- What is expected -
Word for word, restate all of the records.

====== Records for the exercise

PR #483, opened 2016-05-31
[CoreBundle] Registers last view mode of resources manager

### LINKED ISSUE #207: Gestionnaire de ressource : vue liste
Mémoriser la demande d'une vue (liste ou icone) et afficher cette vue par défaut lors du retour dans l'espace de ressource

kitan1982:
- Registers last view mode of resources manager
- closes #207

### DIFF
--- a/main/core/Controller/ResourceController.php
+++ b/main/core/Controller/ResourceController.php
@@ -11,6 +11,7 @@
 
 namespace Claroline\CoreBundle\Controller;
 
+use Claroline\CoreBundle\Manager\UserManager;
 use Exception;
 use Symfony\Bundle\TwigBundle\TwigEngine;
 use Symfony\Component\Translation\TranslatorInterface;
@@ -57,6 +58,7 @@ class ResourceController
     private $fileManager;
     private $transferManager;
     private $formFactory;
+    private $userManager;
 
     /**
      * @DI\InjectParams({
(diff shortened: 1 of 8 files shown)


main/core/Controller/ResourceController.php
```diff
@@ -1135,6 +1140,25 @@ public function importAction(ResourceNode $directory)
...
+     *     name="claro_resource_manager_display_mode_register",
+     *     options={"expose"=true}
+     * )
+     * @EXT\ParamConverter("user", converter="current_user", options={"allowAnonymous"=true})
+     *
+     * @return \Symfony\Component\HttpFoundation\Response
+     */
+    public function resourceManagerDisplayModeRegisterAction(User $user, $index, $displayMode)
+    {
+        if ($user !== 'anon.') {
```
stefk: That condition will always be true due to the type hinting above.

stefk: Correct type hinting should probably be: `User $user = null`

stefk: (and the current_user converter doesn't return '.anon')

main/core/Controller/ResourceController.php
```diff
@@ -1135,6 +1140,25 @@ public function importAction(ResourceNode $directory)
...
+            $this->userManager->registerResourceManagerDisplayModeByUser($user, $index, $displayMode);
+        }
+
+        return new Response(200);
+    }
+
     public function deleteNodeConfirmAction(ResourceNode $node)
     {
         throw new \Exception('hey');
```
stefk: Not your code but seems like garbage.

main/core/Resources/public/js/resource/manager/views/resource/actions.js
```diff
@@ -335,7 +337,7 @@
                 && this.isReadyToPaste
                 && (!this.isCutMode || this.checkedNodes.directoryId !== event.id);
 
-            var listViewActivated = this.displayMode === 'default' ? false: true;
+            var listViewActivated = this.displayMode === 'list' ? true: false;
```
stefk: Should be simplified to:

```php
var listViewActivated = this.displayMode === 'list';
```

LaurentGruber:
LGTM

kitan1982:
LGTM

PR #487, opened 2016-05-31
[CoreBundle] nelmio-api-doc as a dev dependency so it doesn't crash d…

ngodfraind:
…e prod build.


stefk:
- is it really a dev dependency? I found some @Api annotations in the code, I don't know if it's related
- why does it crash prod builds?

ngodfraind:
Nope. Forgot the annotations.
Now I fixed its version on ~2.0 instead of dev-master.

It crashed because it can't find the last commit.

PR #491, opened 2016-05-31
[ExoBundle] closes #140

### LINKED ISSUE #140: ExoBundle : Bug exercise correction

Elorfin:
I think it can be improved and it requires further tests if you want to continue an attempt with a deleted question.

But at least the corrections and scores are  OK. When loading the list of papers, I also load the set of questions for each paper. Can be improved to avoid performance impact...

I create a "fake" step at the end of the step list to get the questions which are no longer in the Exercise. So in that step, the questions are ordered. But the step is not at the correct place and the questions maybe not belong to the same step (this information has been lost when deleting).

### DIFF
--- a/plugin/exo/Controller/Api/ExerciseController.php
+++ b/plugin/exo/Controller/Api/ExerciseController.php
@@ -152,7 +152,7 @@ class ExerciseController
             return new JsonResponse($this->paperManager->exportExercisePapers($exercise));
         }
 
-        return new JsonResponse($this->paperManager->exportUserPapers($exercise, $user));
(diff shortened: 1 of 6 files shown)


purplefish32:
LGTM

ngodfraind:
LGTM

Elorfin:
LGTM

ngodfraind:
LGTM

PR #495, opened 2016-05-31
[CoreBundle] Fixing translation (removing space).

ngodfraind:


ngodfraind:
There is no double check here ? I can already merge.

PR #497, opened 2016-06-01
Fixing update

ngodfraind:
Sometimes, a bundle is present in the sources but was set to false in bundles.ini or not installed. This PR fix this case during an update from <7.x


ngodfraind:
@stefk Travis crashed: ``` fatal: ambiguous argument '7.x': unknown revision or path not in the working tree. ```

PR #498, opened 2016-06-01
[CoreBundle] Public profile

ngodfraind:
The profile_view route doesn't exist anymore. This is a q&d fix. Will do something better afterwards (like removing every profile_view route occurences).

### DIFF
--- a/main/core/Controller/ProfileController.php
+++ b/main/core/Controller/ProfileController.php
@@ -136,6 +136,20 @@ class ProfileController extends Controller
         }
     }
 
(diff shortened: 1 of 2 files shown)


ngodfraind:
@stefk could it crashes because it reference the d20c1a2 commit ?

stefk:
@ngodfraind, it looks like you created the PR branch from the master, not from the 7.x branch. Same for #497.

ngodfraind:
is it why it crashes ?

============

- Task response -
PR #483, opened 2016-05-31
[CoreBundle] Registers last view mode of resources manager

### LINKED ISSUE #207: Gestionnaire de ressource : vue liste
Mémoriser la demande d'une vue (liste ou icone) et afficher cette vue par défaut lors du retour dans l'espace de ressource

kitan1982:
- Registers last view mode of resources manager
- closes #207

### DIFF
--- a/main/core/Controller/ResourceController.php
+++ b/main/core/Controller/ResourceController.php
@@ -11,6 +11,7 @@
 
 namespace Claroline\CoreBundle\Controller;
 
+use Claroline\CoreBundle\Manager\UserManager;
 use Exception;
 use Symfony\Bundle\TwigBundle\TwigEngine;
 use Symfony\Component\Translation\TranslatorInterface;
@@ -57,6 +58,7 @@ class ResourceController
     private $fileManager;
     private $transferManager;
     private $formFactory;
+    private $userManager;
 
     /**
      * @DI\InjectParams({
(diff shortened: 1 of 8 files shown)


main/core/Controller/ResourceController.php
```diff
@@ -1135,6 +1140,25 @@ public function importAction(ResourceNode $directory)
...
+     *     name="claro_resource_manager_display_mode_register",
+     *     options={"expose"=true}
+     * )
+     * @EXT\ParamConverter("user", converter="current_user", options={"allowAnonymous"=true})
+     *
+     * @return \Symfony\Component\HttpFoundation\Response
+     */
+    public function resourceManagerDisplayModeRegisterAction(User $user, $index, $displayMode)
+    {
+        if ($user !== 'anon.') {
```
stefk: That condition will always be true due to the type hinting above.

stefk: Correct type hinting should probably be: `User $user = null`

stefk: (and the current_user converter doesn't return '.anon')

main/core/Controller/ResourceController.php
```diff
@@ -1135,6 +1140,25 @@ public function importAction(ResourceNode $directory)
...
+            $this->userManager->registerResourceManagerDisplayModeByUser($user, $index, $displayMode);
+        }
+
+        return new Response(200);
+    }
+
     public function deleteNodeConfirmAction(ResourceNode $node)
     {
         throw new \Exception('hey');
```
stefk: Not your code but seems like garbage.

main/core/Resources/public/js/resource/manager/views/resource/actions.js
```diff
@@ -335,7 +337,7 @@
                 && this.isReadyToPaste
                 && (!this.isCutMode || this.checkedNodes.directoryId !== event.id);
 
-            var listViewActivated = this.displayMode === 'default' ? false: true;
+            var listViewActivated = this.displayMode === 'list' ? true: false;
```
stefk: Should be simplified to:

```php
var listViewActivated = this.displayMode === 'list';
```

LaurentGruber:
LGTM

kitan1982:
LGTM

PR #487, opened 2016-05-31
[CoreBundle] nelmio-api-doc as a dev dependency so it doesn't crash d…

ngodfraind:
…e prod build.


stefk:
- is it really a dev dependency? I found some @Api annotations in the code, I don't know if it's related
- why does it crash prod builds?

ngodfraind:
Nope. Forgot the annotations.
Now I fixed its version on ~2.0 instead of dev-master.

It crashed because it can't find the last commit.

PR #491, opened 2016-05-31
[ExoBundle] closes #140

### LINKED ISSUE #140: ExoBundle : Bug exercise correction

Elorfin:
I think it can be improved and it requires further tests if you want to continue an attempt with a deleted question.

But at least the corrections and scores are  OK. When loading the list of papers, I also load the set of questions for each paper. Can be improved to avoid performance impact...

I create a "fake" step at the end of the step list to get the questions which are no longer in the Exercise. So in that step, the questions are ordered. But the step is not at the correct place and the questions maybe not belong to the same step (this information has been lost when deleting).

### DIFF
--- a/plugin/exo/Controller/Api/ExerciseController.php
+++ b/plugin/exo/Controller/Api/ExerciseController.php
@@ -152,7 +152,7 @@ class ExerciseController
             return new JsonResponse($this->paperManager->exportExercisePapers($exercise));
         }
 
-        return new JsonResponse($this->paperManager->exportUserPapers($exercise, $user));
(diff shortened: 1 of 6 files shown)


purplefish32:
LGTM

ngodfraind:
LGTM

Elorfin:
LGTM

ngodfraind:
LGTM

PR #495, opened 2016-05-31
[CoreBundle] Fixing translation (removing space).

ngodfraind:


ngodfraind:
There is no double check here ? I can already merge.

PR #497, opened 2016-06-01
Fixing update

ngodfraind:
Sometimes, a bundle is present in the sources but was set to false in bundles.ini or not installed. This PR fix this case during an update from <7.x


ngodfraind:
@stefk Travis crashed: ``` fatal: ambiguous argument '7.x': unknown revision or path not in the working tree. ```

PR #498, opened 2016-06-01
[CoreBundle] Public profile

ngodfraind:
The profile_view route doesn't exist anymore. This is a q&d fix. Will do something better afterwards (like removing every profile_view route occurences).

### DIFF
--- a/main/core/Controller/ProfileController.php
+++ b/main/core/Controller/ProfileController.php
@@ -136,6 +136,20 @@ class ProfileController extends Controller
         }
     }
 
(diff shortened: 1 of 2 files shown)


ngodfraind:
@stefk could it crashes because it reference the d20c1a2 commit ?

stefk:
@ngodfraind, it looks like you created the PR branch from the master, not from the 7.x branch. Same for #497.

ngodfraind:
is it why it crashes ?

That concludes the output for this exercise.